Hepatocytic c-Jun N-terminal kinases (JNK) protect against cystogenesis in NEMO-deficient mice

Background:

Jnk1 and Jnk2 are the two major Jnk genes ubiquitously expressed in all the mammalian cells, including hepatocytes. Inhibition of nuclear factor kappa B (NF-κB) activity via deletion of NF-κB essential modulator (IKKγ/Nemo) triggers cell apoptosis, which subsequently promotes compensatory hepatocyte proliferation triggering c-Jun N-terminal kinases (JNK)-mediated hepatocarcinogenesis (HCC) via prolonged activation. Thus, JNK/NF-κB interplay is a major determinant for hepatocyte fate and carcinogenesis. In this study, we sought to investigate the relevance of NF-kB/JNK crosstalk in the NEMO model of hepatocarcinogenesis (HCC).

Methods:

JNK signaling in hepatocytes was inhibited by crossing AlbCre-Jnk1LoxP/LoxP mice with Jnk2-deficient mice to generate Jnk1LoxP/LoxP/Jnk2–/– mice. Jnk1Δhepa/Jnk2-/-micewere further interbred with hepatocyte-specific Nemo-knockout mice (NemoΔhepa), a model of chronic liver inflammation and spontaneous HCC, to generate NemoΔhepa/JnkΔhepa mice. The phenotype was characterized during disease progression. The impact of JNK deletion on liver damage, cell death, compensatory proliferation, fibrogenesis, and tumor development in NemoΔhepa was investigated. Moreover, regulation of essential genes was assessed by RT-PCR, immunoblotting and immunostaining. Additionally, Jnk2 inhibition specifically in hepatocytes of NemoΔhepa/Jnk1Δhepa mice was performed using siRNA (siJnk2) nanodelivery. Finally, active signaling pathways were blocked using specific inhibitors.

Results:

Compound deletion of Jnk1 and Jnk2 in hepatocytes diminished hepatocarcinogenesis, but, in contrast, exacerbated liver injury caused by Nemo ablation as demonstrated by significant higher levels of ALT, AST, AP and GLDH. Interestingly, microscopic analysis of liver sections showed strong-ductular proliferation and cyst formation in NemoΔhepa/JnkΔhepa livers. Indeed, JNK deficiency in hepatocytes of NemoΔhepa (NemoΔhepa/JnkΔhepa) caused elevated fibrosis, increased apoptosis, increased compensatory proliferation, and elevated inflammatory cytokines expression. Furthermore, siJnk2 treatment in NemoΔhepa/Jnk1Δhepa mice resembled the phenotype of NemoΔhepa/JnkΔhepa mice.

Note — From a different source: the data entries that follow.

PR #3659, opened 2021-11-04
PMMR Backend Support for append_pruned_root (Continued)

yeastplume:
This is a continuation/completion of #3476

All of the comments and discussion from the previous PR still apply. I've merged this with with the most recent code, and reviewed/tested, particularly with respect to the simplification of the prune list cache in #3573.

As of now, this all appears to be working, and at least doesn't appear to break the basic existing case of expanding the pmmr by adding individual leaf nodes. Fuller testing of appending pruned segments to the pmmr will be performed in later tests/PRs.

### DIFF
--- a/core/src/core/pmmr/pmmr.rs
+++ b/core/src/core/pmmr/pmmr.rs
@@ -495,6 +495,24 @@ pub fn insertion_to_pmmr_index(mut sz: u64) -> u64 {
 	2 * sz - sz.count_ones() as u64 + 1
 }
 
+/// Returns the insertion index of the given leaf index
+pub fn pmmr_leaf_to_insertion_index(pos1: u64) -> Option<u64> {
+	if !is_leaf(pos1) {
+		return None;
+	}
+	let has_odd_leaf = n_leaves(pos1 - 1) % 2;
+	let cur_peaks = if has_odd_leaf == 1 {
+		peaks(pos1 - 1)
+	} else {
+		peaks(pos1)
+	};
+	Some(
+		cur_peaks.iter().fold(has_odd_leaf, |sum, n| {
+			sum + u64::pow(2, (bintree_postorder_height(*n) as u32).into()) + 1 / 2
+		}) - 1,
+	)
+}
+
 /// sizes of peaks and height of next node in mmr of given size
 /// Example: on input 5 returns ([3,1], 1) as mmr state before adding 5 was
 ///    2
@@ -672,7 +690,7 @@ pub fn bintree_rightmost(pos: u64) -> u64 {
 	pos - bintree_postorder_height(pos)
 }
 
-/// Gets the position of the rightmost node (i.e. leaf) beneath the provided subtree root.
+/// Gets the position of the leftmost node (i.e. leaf) beneath the provided subtree root.
 pub fn bintree_leftmost(pos: u64) -> u64 {
 	let height = bintree_postorder_height(pos);
 	pos + 2 - (2 << height)
@@ -680,9 +698,9 @@ pub fn bintree_leftmost(pos: u64) -> u64 {
 
 /// Iterator over all leaf pos beneath the provided subtree root (including the root itself).
 pub fn bintree_leaf_pos_iter(pos: u64) -> impl Iterator<Item = u64> {
-	let leaf_start = max(1, bintree_leftmost(pos as u64));
-	let leaf_end = bintree_rightmost(pos as u64);
-	(leaf_start..=leaf_end).filter(|x| is_leaf(*x))
+	let leaf_start = pmmr_leaf_to_insertion_index(bintree_leftmost(pos)).unwrap();
+	let leaf_end = pmmr_leaf_to_insertion_index(bintree_rightmost(pos)).unwrap();
+	(leaf_start..=leaf_end).map(|n| insertion_to_pmmr_index(n))
 }
 
 /// Iterator over all pos beneath the provided subtree root (including the root itself).
--- a/core/src/core/pmmr/pmmr.rs
+++ b/core/src/core/pmmr/pmmr.rs
@@ -12,7 +12,7 @@
 // See the License for the specific language governing permissions and
 // limitations under the License.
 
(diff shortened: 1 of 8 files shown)


core/src/core/pmmr/pmmr.rs
```diff
@@ -665,14 +668,27 @@ pub fn family_branch(pos: u64, last_pos: u64) -> Vec<(u64, u64)> {
...
+pub fn bintree_leftmost(pos: u64) -> u64 {
+	let height = bintree_postorder_height(pos);
+	pos + 2 - (2 << height)
+}
+
+/// Iterator over all leaf pos beneath the provided subtree root (including the root itself).
+pub fn bintree_leaf_pos_iter(pos: u64) -> impl Iterator<Item = u64> {
+	let leaf_start = max(1, bintree_leftmost(pos as u64));
+	let leaf_end = bintree_rightmost(pos as u64);
+	(leaf_start..=leaf_end).filter(|x| is_leaf(*x))
```
tromp, line 685: It would be more efficient to iterate over leaf_indices, and map those into node_indices with the very cheap
map( \leaf_index -> 2 * leaf_index - count_ones(leaf_index) )

core/src/core/pmmr/pmmr.rs
```diff
@@ -665,14 +668,27 @@ pub fn family_branch(pos: u64, last_pos: u64) -> Vec<(u64, u64)> {
...
+}
+
+/// Iterator over all pos beneath the provided subtree root (including the root itself).
+pub fn bintree_pos_iter(pos: u64) -> impl Iterator<Item = u64> {
+	let leaf_start = max(1, bintree_leftmost(pos as u64));
```
tromp, line 690: why the max(1, ?

store/src/prune_list.rs
```diff
@@ -54,16 +55,21 @@ pub struct PruneList {
...
+	pub fn new(path: Option<PathBuf>, bitmap: Bitmap) -> PruneList {
+		let mut prune_list = PruneList {
 			path,
-			bitmap,
+			bitmap: Bitmap::create(),
 			shift_cache: vec![],
 			leaf_shift_cache: vec![],
+		};
+
+		for pos in bitmap.iter().filter(|x| *x > 0) {
```
tromp, line 67: the non-zero test is either wrong (for 0-based pos) or redundant (for 1-based pos).

store/src/prune_list.rs
```diff
@@ -179,6 +180,18 @@ impl PruneList {
 		}
 	}
 
+	// Calculate the next shift based on provided pos and the previous shift.
+	fn calculate_next_shift(&self, pos: u64) -> u64 {
+		let prev_shift = self.get_shift(pos.saturating_sub(1));
```
tromp, line 185: pos.saturating_sub(1) should be simply pos-1 since pos is 1-based and cannot be 0.

tromp: I suggest we change all occurrences of pos to either pos0 or pos1 depending on whether they're 0-based or 1-based.

store/src/prune_list.rs
```diff
@@ -179,6 +180,18 @@ impl PruneList {
...
+		let shift = if self.is_pruned_root(pos) {
+			let height = bintree_postorder_height(pos);
+			2 * ((1 << height) - 1)
```
tromp, line 188: Why is shift 1 less than a subtree size?

core/src/core/pmmr/pmmr.rs
yeastplume: Is there a way to iterate over the leaf indices of a subtree without reading them from an already-stored bitmap, (which is implementation-specific and not available in these helpers which I assume are supposed to be 'pure' MMR operations)?

tromp: i don't see what a bitmap has to do with this routine which is only about indices.
i'm suggesting to convert both leaf_start and leaf_end into leaf indices (which is as expensive as an is_leaf test), using a node_to_leaf_index method, then construct a range from those, and map each element back to a node index.

yeastplume: thanks, that makes it clearer, will implement

tromp: the max(1, part is also redundant here.

PS: I just made a PR rewriting that MMR doc to stick with 0-based positions.

yeastplume: added a `pmmr_leaf_to_insertion_index` function along with some tests and modified `bintree_leaf_pos_iter` to use it. (Note this introduces error handling that wasn't previously needed, so there's still an awkward unwrap in there to deal with)

tromp (changes requested):
pmmr_leaf_to_insertion_index is way too complicated.
    let (insertidx, height) = peak_map_height(pos1 - 1);
    if (height == 0) then Some (insertidx) else None;
should do it...

core/src/core/pmmr/pmmr.rs
yeastplume: it's redundant in theory however the tests are constructed with the assumption that `bintree_pos_iter(0)` returns an empty iterator which is produced by this, so I don't want to break this assumption ATM.

store/src/prune_list.rs
yeastplume: agreed in theory, but removing this test breaks existing assumptions about the underlying data

store/src/prune_list.rs
yeastplume: In this case yes, we can just change the saturating sub since it's only called in one place at the moment that will fail with assertion beforehand is pos is 0

yeastplume: I'm going to do a bit of a 'clean as you go' on changing pos to pos0 or pos1 at the moment, but if we do a complete pass on all instances it should be within a separate PR.

tromp: Let me know when you're done making pmmr changes so I can do my own cleanup...

tromp (approved):
So far so good.
Needs more work on 1-based indices but will work on that in separate PR...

Next, we sought to investigate the impact of molecular pathways in response to compound JNK deficiency in NemoΔhepa mice. We found NemoΔhepa/JnkΔhepa livers exhibited overexpression of the IL-6/Stat3 pathway in addition to EGFR-Raf-MEK-ERK cascade. To test the functional relevance of this finding we administered lapatinib – a dual tyrosine kinase inhibitor interrupting ErbB2 and EGFR signaling – to NemoΔhepa/JnkΔhepa mice. Lapatinib effectively inhibited cyst formation, improved transaminases and effectively blocked EGFR-Raf-MEK-ERK signaling.

Conclusion:

The regulatory crosstalk between NF-κB and JNK in hepatocytes is indispensable for hepatocytes homeostasis. JNK1 together with JNK2 play an essential role during carcinogenesis of NEMO deleted hepatocytes, but combined deletion in hepatocytes triggers ductular proliferation with cyst formation via the EGFR-Raf-MEK-ERK pathway. Lapatinib therapy successfully prevented cyst formation via inhibition of EGFR/ErbB2 phosphorylation.